La familia Marshall había sido durante mucho tiempo un símbolo de destreza marcial, y Calvert había estado en el centro de ese legado. Su fuerza y habilidad le habían valido un estatus legendario en toda Slatinia en su juventud.
Y ahora, mientras observaba los movimientos de Morris, supo la verdad. Ese chico no estaba fingiendo. Realmente carecía de un entrenamiento adecuado.
Pero sus acciones de hacía un momento, esas reacciones, esa sincronización, eran demasiado precisas como para explicarse por casualidad.
Calvert entrecerró los ojos y se inclinó hacia delante. Necesitaba ver más.
«Maren, ¿cuál es el siguiente movimiento?».
La sangre de Morris bombeaba ahora con fuerza, y su miedo había sido sustituido por determinación.
«No podemos matarlo. Lo necesitamos vivo para conseguir todos los puntos.

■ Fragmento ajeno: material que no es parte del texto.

PR #2056, opened 2020-12-09
[MBIS/Charge Partitioning Feature] Added The Calculation of Atomic Volumes

### LINKED ISSUE #2041: [feature request] MBIS radial moments
Taken from the forum: http://forum.psicode.org/t/mbis-radial-moments/1990

"Would it be possible to also compute/output the third radial moment of the atomic electron density, ie eq 24 from this paper?: https://pubs.acs.org/doi/10.1021/acs.jctc.6b00456

This would be really valuable for dispersion C6 coefficients, and should be readily accessible from the MBIS partitioned AIM densities."

@andyj10224 @zachglick  thoughts?

andyj10224:
## Description
Uses MBIS (and future charge partitioning schemes) atomic electron densities to calculate expected atomic volumes (or radial moments). Useful for computing quantities like Hirshfeld ratios.

Note: <r^n> possible, with <r^3> being the default

## Todos

- [x] Accurately calculates Expected Atomic Volumes
- [ ] Calculates an arbitrary <r^n> (Expected Atomic Hyper-Volumes, if <r^3> passes, maybe that won't be necessary, as a quick code check would work)

## Questions
- [x] @jeffschriber Is there an external way to compare the output for my code to some kind of reference to ensure that the answers I'm getting are valid or at least reasonable?

## Checklist
- [x] Preliminary tests passed, MBIS code undamaged (mbis-1, 2, 3, 4, and 5)
- [x] More tests comparing the validity of Expected Volumes

## Status
- [x] Further Information Needed
- [x] Ready for review
- [ ] Ready for merge

closes #2041


jeffschriber:
Yes, it turns out the both volumes and volume ratios are quite easy to get from Horton if a Molden-formatted density is available. I think it would be important to automate the generation of the volume ratios here, meaning that some number of free-atom calculations are required. I'm not sure what the defaults are in Horton, but we'd need to think about how exactly these free-atom calculations should be run (i.e. restricted or unrestricted g.s.).

zachglick:
Great! Table 2 of the MBIS paper contains some reference values that would be good to reproduce.

JonathonMisiewicz:
I'll defer a more thorough review until after GA Tech's pass, but I do want some input on this, to make sure that properties stay sane. A few preliminary comments.

1. "ATOMIC_VOLUMES" computations will fail unless the user has already run "MBIS_CHARGES", since grid_, rho_a_points_, rho_a_0_points_, and distances_ won't even be meaningfully defined. Good luck calling the `blocks` method of `nullptr`.
2. You are making `grid_`, `rho_a_points_`, `rho_a_0_points_`, and `distances_` new members of `PopulationAnalysisCalc`, but these are only needed for MBIS multipoles.

Both of these indicate that MBIS_CHARGES and ATOMIC_VOLUMES are more tightly coupled than can be captured with a model of independent property calculations used throughout the rest of the class. Might I suggest that you move atomic volumes to be computed during an MBIS charge calculation, rather than as an independent property?

psi4/src/psi4/libmints/oeprop.cc
```diff
@@ -2267,11 +2272,13 @@ PopulationAnalysisCalc::compute_mbis_multipoles(bool print_output) {
     // => Post-Processing <= //
  
     // Atomic density, as defined in Equation 5 of Verstraelen et al. (Negative to account for negative charge of electron)
```
JonathonMisiewicz, line 2274: Update this comment, since you falsified it.

andyj10224: @JonathonMisiewicz In the near future, I intend to add the BSISA charge partitioning scheme, which may potentially require the grid, etc. to calculate Hirshfeld properties

JonathonMisiewicz:
As a point of organization, keep responses _on_ comments on specific lines of code limited to responses _about_ those comments. Your point about BSISA didn't belong below my point about how a comment needed to be corrected.

I still don't like the idea of adding member variables to `PopulationAnalysisCalc` that are not required for all or even most population analyses. This is how you get the explosion of member variables polluting a certain Psi module. I recommend either making a subclass or demoting those member variables to arguments of a function call inside the parent population analysis. The latter option requires that any further requests for a particular population analysis be done at the time the population analysis is done, rather than reading a new OEProp request. This makes more sense to me.

andyj10224:
> As a point of organization, keep responses _on_ comments on specific lines of code limited to responses _about_ those comments. Your point about BSISA didn't belong below my point about how a comment needed to be corrected.
> 
> I still don't like the idea of adding member variables to `PopulationAnalysisCalc` that are not required for all or even most population analyses. This is how you get the explosion of member variables polluting a certain Psi module. I recommend either making a subclass or demoting those member variables to arguments of a function call inside the parent population analysis. The latter option requires that any further requests for a particular population analysis be done at the time the population analysis is done, rather than reading a new OEProp request. This makes more sense to me.

Actually, I do like your idea for the latter option. Let me ask others what they think.

andyj10224:
> As a point of organization, keep responses _on_ comments on specific lines of code limited to responses _about_ those comments. Your point about BSISA didn't belong below my point about how a comment needed to be corrected.
> 
> I still don't like the idea of adding member variables to `PopulationAnalysisCalc` that are not required for all or even most population analyses. This is how you get the explosion of member variables polluting a certain Psi module. I recommend either making a subclass or demoting those member variables to arguments of a function call inside the parent population analysis. The latter option requires that any further requests for a particular population analysis be done at the time the population analysis is done, rather than reading a new OEProp request. This makes more sense to me.

Okay, I refactored my code to match your suggested changes (passing the former member variables into a function)

psi4/src/read_options.cc
```diff
@@ -266,6 +266,8 @@ int read_options(const std::string &name, Options &options, bool suppress_printi
     /*- Pruning scheme for MBIS Grid -*/
     options.add_str("MBIS_PRUNING_SCHEME", "ROBUST", 
                     "ROBUST TREUTLER NONE FLAT P_GAUSSIAN D_GAUSSIAN P_SLATER D_SLATER LOG_GAUSSIAN LOG_SLATER NONE");
+    /*- Calculates an expected atomic hypervolume given an arbitrary exponent -*/
```
loriab, line 269: might was to explicitly hint "Three provides ordinary volume."

psi4/src/psi4/libmints/oeprop.cc
```diff
@@ -1997,6 +1998,44 @@ std::tuple<double, double> get_mbis_params(int atomic_num, int shell_num) {
     return params[atomic_num][shell_num];
 }
 
+// A Helper Method That Calculates the Atomic Volume using Atomic Electron Densities derived from Charge Partitioning
+SharedMatrix compute_atomic_volumes(const std::shared_ptr<DFTGrid>& grid, const std::vector<double>& rho_a_points, const std::vector<double>& distances, int num_atoms) {
```
loriab, line 2002: Have you thought about how to route calcs through oeprop to avoid recalcuation and class member data, as Jonathon mentioned? would it be suitable to have both mbis charges and volumes routed through one function, and volumes do extra steps at the end? and if both present, only runs once.

andyj10224: I set it up this way so that future charge partitioning schemes that are implemented can call the same function, allowing for reusability. Nothing is recalculated or copied in this design, as constant references are passed into the function.

tests/mbis-5/input.dat
```diff
@@ -22,6 +22,22 @@ octupoles_ref = psi4.Matrix.from_list([ #TEST
   -2.23989073e-12, -4.92237390e-07, -1.97235542e-07,  4.45294729e-01,
   -9.80994678e-08,  1.24298633e+00]])   #TEST
 
+# Reference Atomic Volumes from Horton
+# Zn 63.44244885428372
+# O  27.11773534802673
+
+avols_ref = psi4.Matrix.from_list([  #TEST
+ [63.44245356],    #TEST
+ [27.11771735]])   #TEST
```
loriab, line 31: any ref data available to check hypervolume?

andyj10224: This may not be necessary if <r^3> code works, and code is written properly.

psi4/src/psi4/libmints/oeprop.cc
```diff
@@ -2381,6 +2421,15 @@ PopulationAnalysisCalc::compute_mbis_multipoles(bool print_output) {
 
     }
 
+    auto avols = compute_atomic_volumes(grid, rho_a, distances, num_atoms);
+    wfn_->set_array_variable("MBIS ATOMIC VOLUMES", avols);
```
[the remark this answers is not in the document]
andyj10224: I interpreted this to not include the literal exponent in the variable name, and just let the variable name be a generic <r^n>, I don't think that is a good idea. Is that what you meant?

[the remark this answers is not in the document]
loriab: I meant it to be a `R^3` to avoid running successive oeprops with exp=2 then exp=3 and have two different sets of numbers saved to the same qcvar.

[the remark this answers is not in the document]
andyj10224: Ah okay, is there a way to easily allow for formatting in C++/Psi4?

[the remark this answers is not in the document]
andyj10224: I tried std::format, but that is a VERY new feature (C++ 20)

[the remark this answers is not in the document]
loriab: following https://github.com/psi4/psi4/blob/master/psi4/src/psi4/libmints/oeprop.cc#L860 should work. dealing with C++ printing and strings is one of the unkindest transitions from Python to c++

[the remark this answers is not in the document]
andyj10224: Ah, thank you Lori, have to change it tomorrow. AFK right now.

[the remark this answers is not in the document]
andyj10224: Made the changes, also changed names to "Radial Moments" rather than "Atomic Volumes", since this is the language used in the MBIS Paper

psi4/src/psi4/libmints/oeprop.cc
```diff
@@ -2381,6 +2421,24 @@ PopulationAnalysisCalc::compute_mbis_multipoles(bool print_output) {
...
+
+    sstream << "MBIS RADIAL MOMENTS <R^" << power << ">";
+
+    auto var_name = sstream.str();
+    
+    wfn_->set_array_variable(var_name, avols);
+
+    auto valence_widths = std::make_shared<Matrix>("MBIS Valence Widths", num_atoms, 1);
+    for (int atom = 0; atom < num_atoms; atom++) {
+        valence_widths->set(atom, 0, Sai[atom][mA[atom]-1]);
```
loriab, line 2438: It may be more convenient to make the first dimension the 1 (https://github.com/psi4/psi4/blob/master/psi4/src/psi4/libmints/oeprop.cc#L1749). then if these are per-atom quantities, can add to list https://github.com/psi4/psi4/blob/master/psi4/driver/p4util/python_helpers.py#L666 so the qcvar comes to user as 1D array. ping me if I'm not being clear.

andyj10224: Well, the MBIS charges are given in the num_atoms x 1 format. I think it's better if we keep everything consistent

psi4/src/psi4/libmints/oeprop.cc
```diff
@@ -2266,12 +2306,13 @@ PopulationAnalysisCalc::compute_mbis_multipoles(bool print_output) {
 
     // => Post-Processing <= //
  
-    // Atomic density, as defined in Equation 5 of Verstraelen et al. (Negative to account for negative charge of electron)
```
dgasmith, line 2269: Can you provide a small blurb of why we removed this convention?

dgasmith (approved):
LGTM, looks like a nice change for properties.

psi4/src/psi4/libmints/oeprop.cc
andyj10224: Yes, I removed this to make the code to calculate the radial moments more similar to the original equations (The minus sign may confuse some people). Would you like me to include this comment in the source code?

dgasmith: No, I don't think enough people mess with the code that it will interrupt others. I believe it is generally good to explain the change in PRs when moving conventions so that everyone is aware.

andyj10224: Great, thanks!

loriab (approved):
thanks for the changes and the new functionality! lgtm

zachglick (changes requested):
Looks great, I only have a minor suggestion:

From talking with @jeffschriber, I believe the only possible radial moments that one might need are the 2nd, 3rd, and 4th. As the code is currently written, a user who wanted all three of those values would have to run three redundant SCF and MBIS calculations, each with a different radial moment.

Instead, how about you compute all three of those radial moments (and store the psivars) by default? This doesn't affect the cost---the radial moments are basically free relative to the SCF and MBIS---and it eliminates the need for an extra setting for users to specify.

jeffschriber:
Could also do an option like `MAX_RADIAL_MOMENT`, where all orders up to a given max order are computed just in case someone wants something higher than 4.

andyj10224:
> Could also do an option like `MAX_RADIAL_MOMENT`, where all orders up to a given max order are computed just in case someone wants something higher than 4.

Great suggestions @zachglick @jeffschriber, I will get them changed ASAP

loriab:
>> Could also do an option like MAX_RADIAL_MOMENT, where all orders up to a given max order are computed just in case someone wants something higher than 4.

> Great suggestions @zachglick @jeffschriber, I will get them changed ASAP

If 2, 3, 4 are all that's ever wanted and there's trivial additional cost, I advocate always computing and storing them all. Fewer options, more cheap results always better. Good idea, @zachglick

andyj10224:
> > > Could also do an option like MAX_RADIAL_MOMENT, where all orders up to a given max order are computed just in case someone wants something higher than 4.
> 
> > Great suggestions @zachglick @jeffschriber, I will get them changed ASAP
> 
> If 2, 3, 4 are all that's ever wanted and there's trivial additional cost, I advocate always computing and storing them all. Fewer options, more cheap results always better. Good idea, @zachglick

Updated my code, tests all passed :)

loriab (approved):
lgtm! thanks for more MBIS functionality

jturney (approved):

andysim (approved):
LGTM.  We should probably run oeprop.cc through clang-format, but that can be done another time

PR #2062, opened 2020-12-11
[Improvement] Added Density Screening to Direct SCF Algorithm

andyj10224:
## Description
Implements density screening into the direct SCF Algorithm, no incremental Fock build currently, but incremental Fock build will be a future addition

Reference paper: https://onlinelibrary.wiley.com/doi/abs/10.1002/jcc.540100111

## Notable Features
- [x] Improve the efficiency (less time) of the direct SCF Algorithm without compromising accuracy

## Checklist
- [x] Passes Sanity Check for Water Molecule, will include a Google Sheets link as I include more tests
- [x] Passes Tests Using The Benzene, Naphthalene, etc... series
- [x] Code works with multithreading
- [x] Code works with reaction energies, interaction energies, conformation energies
- [x] Code works on open-shelled systems
- [x] Code tested on a diverse set of molecules

## Status
- [x] Rough Draft Phase
- [x] Ready for review
- [ ] Ready for merge


CDSherrill:
Point of clarification, I don't think density screening will allow "fewer
iterations", so I suggest deleting those words from the "Notable Features"
description.  But hopefully it will lead to "less time" because fewer
integrals will be computed.

susilehtola:
I think this pull needs two options:

1. density screening and
2. incremental formation of Fock matrix

Density screening is still useful even if you don't form the Fock matrix incrementally.

andyj10224:
> I think this pull needs two options:
> 
> 1. density screening and
> 2. incremental formation of Fock matrix
> 
> Density screening is still useful even if you don't form the Fock matrix incrementally.

Yes, I agree. I talked to @andysim and he said to include the iterative Fock build in a separate PR

hokru:
Is this meant additionally to what Libint2 with `update_density()` can provide?

zachglick:
A couple thoughts before a more thorough review:

Can you add some test cases to verify that this doesn't change the SCF energy? That set of test molecules from yesterday would be good, plus a few larger molecules

Could you do some timing to verify that this does in fact speed the SCF code up? A comparison of system size, density threshold, timing, and energy error would be good.

It appears that you're calculating integrals within the master loop and doing redundant work, possibly more than the original algorithm. I think you want to calculate all (NM|NM) shells outside of the loop and use those integrals within the loop.

andyj10224:
> A couple thoughts before a more thorough review:
> 
> Can you add some test cases to verify that this doesn't change the SCF energy? That set of test molecules from yesterday would be good, plus a few larger molecules
> 
> Could you do some timing to verify that this does in fact speed the SCF code up? A comparison of system size, density threshold, timing, and energy error would be good.
> 
> It appears that you're calculating integrals within the master loop and doing redundant work, possibly more than the original algorithm. I think you want to calculate all (NM|NM) shells outside of the loop and use those integrals within the loop.

I will run a variety of tests and include that as a Google Sheets link. And your point about redundancy is good. I will get that fixed.

psi4/src/psi4/libmints/twobody.cc
```diff
@@ -112,6 +116,65 @@ TwoBodyAOInt::TwoBodyAOInt(const TwoBodyAOInt &rhs) : TwoBodyAOInt(rhs.integral_
...
+            int num_m = bs1_->shell(M).nfunction();
+
+            int n_start = bs1_->shell(N).function_index();
+            int num_n = bs1_->shell(N).nfunction();
+            
+            double max_dens = 0.0;
+
+            for (int m = m_start; m < m_start + num_m; m++) {
+                for (int n = n_start; n < n_start + num_n; n++) {
+                    double val = fabs(D->get(m, n));
```
susilehtola, line 135:
```suggestion
                    double val = std::abs(D->get(m, n));
```

psi4/src/psi4/libmints/twobody.cc
```diff
@@ -112,6 +116,65 @@ TwoBodyAOInt::TwoBodyAOInt(const TwoBodyAOInt &rhs) : TwoBodyAOInt(rhs.integral_
...
+
+}
+
+bool TwoBodyAOInt::shell_significant_density(int M, int N, int R, int S) {
+
+    Options& options = Process::environment.options;
+    double density_threshold = options.get_double("DENSITY_SCREENING_THRESHOLD");
+
+    double Q_MN = sqrt(shell_pair_values_[N * nshell_ + M]);
+    double Q_RS = sqrt(shell_pair_values_[S * nshell_ + R]);
```
susilehtola, line 152: IMHO the square root should already be taken when `shell_pair_values` is formed; computing square roots for the screening may get expensive.

This would also simplify the screening code elsewhere, as one doesn't need the threshold for the squared quantity.

psi4/src/psi4/libmints/twobody.cc
```diff
@@ -129,13 +192,31 @@ bool TwoBodyAOInt::shell_significant_csam(int M, int N, int R, int S) {
...
 }
 
 bool TwoBodyAOInt::shell_significant_schwarz(int M, int N, int R, int S) {
-    return shell_pair_values_[N * nshell_ + M] * shell_pair_values_[R * nshell_ + S] >= screening_threshold_squared_;
+
+    bool dens = true;
+
+    if (do_dens_screen_) dens = shell_significant_density(M, N, R, S);
+
+    return (shell_pair_values_[N * nshell_ + M] * shell_pair_values_[R * nshell_ + S] >= screening_threshold_squared_ && dens);
```
susilehtola, line 208: That is, here: this would be just `screening_threshold_` instead of `screening_threshold_squared_`

psi4/src/psi4/libmints/twobody.cc
```diff
@@ -112,6 +116,65 @@ TwoBodyAOInt::TwoBodyAOInt(const TwoBodyAOInt &rhs) : TwoBodyAOInt(rhs.integral_
...
+                }
+            }
+            max_dens_shell_pair_[M][N] = max_dens;
+        }
+    }
+    timer_off("Density Screen");
+
+}
+
+bool TwoBodyAOInt::shell_significant_density(int M, int N, int R, int S) {
```
susilehtola, line 146:
```suggestion
 bool TwoBodyAOInt::is_shell_density_significant(int M, int N, int R, int S) {
```

psi4/src/psi4/libmints/twobody.h
```diff
@@ -106,6 +107,8 @@ class PSI_API TwoBodyAOInt {
     bool ket_same_;
     /// Are the basis sets in the bra and the ket all the same?
     bool braket_same_;
+    /// Do density screening?
+    bool do_dens_screen_;
```
susilehtola, line 111:
```suggestion
    bool density_screening;
```

psi4/src/psi4/libmints/twobody.h
```diff
@@ -198,6 +205,8 @@ class PSI_API TwoBodyAOInt {
     /*
      * Sieve information
      */
+    /// Update the Max Density Per Shell Pair given an updated Density Matrix
```
susilehtola, line 208: capitalization

andyj10224:
I have included a summary of timings for this project on a Google Sheet:

https://docs.google.com/spreadsheets/d/18-d75mzSILBYby9o3yG2MPRXP8pz9Ou1tLUNfwkc0O4/edit?usp=sharing

psi4/src/psi4/libmints/twobody.cc
andyj10224: I think you are right, a lot fewer integrals are being computed, but the time has not gone down

susilehtola: I mean once you account for the square root in the array

susilehtola:
You still need the square root, but it's enough to do it just once, when the list is formed, by adding
```
shell_max_val = sqrt(shell_max_val)
```
before https://github.com/psi4/psi4/blob/3c9399773ef07fa0ab5298f7028b2f6c82c424df/psi4/src/psi4/libmints/twobody.cc#L307

psi4/src/psi4/libmints/twobody.cc
```diff
@@ -145,29 +147,17 @@ void TwoBodyAOInt::update_density(const SharedMatrix &D) {
...
-        if (!is_pair) val *= 0.25;
-        if (val > max_dens_factor) max_dens_factor = val;
-
-    }
+    double max_dens_factor = max_dens_shell_pair_[M][N];
+    max_dens_factor = std::max(max_dens_factor, max_dens_shell_pair_[R][S]);
+    max_dens_factor = std::max(max_dens_factor, 0.25 * max_dens_shell_pair_[M][R]);
+    max_dens_factor = std::max(max_dens_factor, 0.25 * max_dens_shell_pair_[M][S]);
+    max_dens_factor = std::max(max_dens_factor, 0.25 * max_dens_shell_pair_[N][R]);
+    max_dens_factor = std::max(max_dens_factor, 0.25 * max_dens_shell_pair_[N][S]);
```
susilehtola, line 160: Yeah that loop looked very suspicious to me... this is a compute heavy procedure so you need simple code

andyj10224:
Hey all, I have a master spreadsheet of timings using my new and improved code (1 core):

https://docs.google.com/spreadsheets/d/1Kxii6TauAYj_2rWV3L-iBzyQZUmXDyajAF_rBvVektQ/edit?usp=sharing

andyj10224:
I tested my code on the S22by7 dimer set (1 core, direct SCF only, no df guess) using different screening thresholds

https://docs.google.com/spreadsheets/d/1aja4HIT-jzz8f6vRTX8c1YDMPStpq2TW8lRM6-WiVBk/edit?usp=sharing

andyj10224:
Hey all,

I have compiled a folder of all the important density screening results, with interaction energies, conformation energies (in progress), and reaction energies:

https://drive.google.com/drive/folders/10gbJYR7pzrdkbLy1AcKgRigSikwYIYL4?usp=sharing

Hope this helps!

andyj10224:
> Hey all,
> 
> I have compiled a folder of all the important density screening results, with interaction energies, conformation energies (in progress), and reaction energies:
> 
> https://drive.google.com/drive/folders/10gbJYR7pzrdkbLy1AcKgRigSikwYIYL4?usp=sharing
> 
> Hope this helps!

For reference, the energy values for conformation and reaction energies are in kcal/mol

hokru:
What are your conclusions from the data?

andyj10224:
> What are your conclusions from the data?

Density Screening usually is okay up to 10^-8 screening. Have not found any cases in all my tests where it is not okay. The only place this would be problematic is in a CrystalLattE style application.

andyj10224:
Actually, after reviewing my code, I realized that this density screening only applies in the RHF case, I need to modify the code slightly to make it work with UHF. I derived an expression for the density contribution in the UHF case (the Schwarz contribution will be the same):

[Density Screening UHF.pdf](https://github.com/psi4/psi4/files/5804430/Density.Screening.UHF.pdf)

susilehtola:
> Actually, after reviewing my code, I realized that this density screening only applies in the RHF case, I need to modify the code slightly to make it work with UHF. I derived an expression for the density contribution in the UHF case (the Schwarz contribution will be the same):
> 
> [Density Screening UHF.pdf](https://github.com/psi4/psi4/files/5804430/Density.Screening.UHF.pdf)

Wait, you are screening with respect to the energy contribution? This leads to incorrect results, since the contribution to the Fock matrix can still be non-negligible even if the contribution to the exchange is small. The screening should therefore be based on

1. the Coulomb contribution
2. the alpha and beta exchange contributions

If I remember correctly, many authors suggest doing Coulomb separately from exchange, since the range of the exchange integrals is much smaller than that of the Coulomb, while forming the exchange matrix is more costly than the Coulomb matrix due to the larger amount of permutations involved.

The difference between RHF and UHF screening should be trivial; instead of considering the density matrix |D/2|, you just take max(|Dalpha|, |Dbeta|) as your proxy.

andyj10224:
> > Actually, after reviewing my code, I realized that this density screening only applies in the RHF case, I need to modify the code slightly to make it work with UHF. I derived an expression for the density contribution in the UHF case (the Schwarz contribution will be the same):
> > [Density Screening UHF.pdf](https://github.com/psi4/psi4/files/5804430/Density.Screening.UHF.pdf)
> 
> Wait, you are screening with respect to the energy contribution? This leads to incorrect results, since the contribution to the Fock matrix can still be non-negligible even if the contribution to the exchange energy is small. The screening should therefore be based on
> 
> 1. the Coulomb contribution
> 2. the alpha and beta exchange contributions
> 
> If I remember correctly, many authors suggest doing Coulomb separately from exchange, since the range of the exchange integrals is much smaller than that of the Coulomb, while forming the exchange matrix is more costly than the Coulomb matrix due to the larger amount of permutations involved.
> 
> The difference between RHF and UHF screening should be trivial; instead of considering the density matrix |D/2|, you just take max(|Dalpha|, |Dbeta|) as your proxy.

That makes sense, thank you Susi, I will modify the code (prob tomorrow), and rerun the UHF tests, as well as some RHF tests to make sure the RHF still works

andyj10224:
Hey all, I have updated the code to account for the two density matrices present in UHF.

I ran a couple of tests. UHF does just as well as RHF for similar test cases with respect to screening and parallel performance.

I have also discovered that density screening is not very effective for systems with diffuse basis sets (like aug-cc-pvdz)

andyj10224:
> Hey all, I have updated the code to account for the two density matrices present in UHF.
> 
> I ran a couple of tests. UHF does just as well as RHF for similar test cases with respect to screening and parallel performance.
> 
> I have also discovered that density screening is not very effective for systems with diffuse basis sets (like aug-cc-pvdz)

Link to my tests:

https://docs.google.com/spreadsheets/d/1PDt8LPHo_kWV-ukY3Zm24qJUc-QLf5Cv7CXCKkYzFvs/edit?usp=sharing

andyj10224:
This PR is outdated, new PR is at @2155

PR #2065, opened 2020-12-14
bump resp, add psixas

loriab:
## Todos
- [x] bump RESP interface from 0.8 to 1.0 (this will fix CI)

Y no tenemos nada afilado, así que tu única opción real es ir primero a por su movilidad», dijo Maren.
«¿Movilidad? ¿Como romperle las piernas?». Morris miró las extremidades del guepardo: fuertes, rápidas y tan gruesas como sus propios brazos. Intentar romper una de frente parecía como pedir que lo destrozaran.
«Los ojos. Vamos a por los ojos». Maren soltó un suspiro. «¿Ya te has olvidado del lobo durante el entrenamiento?».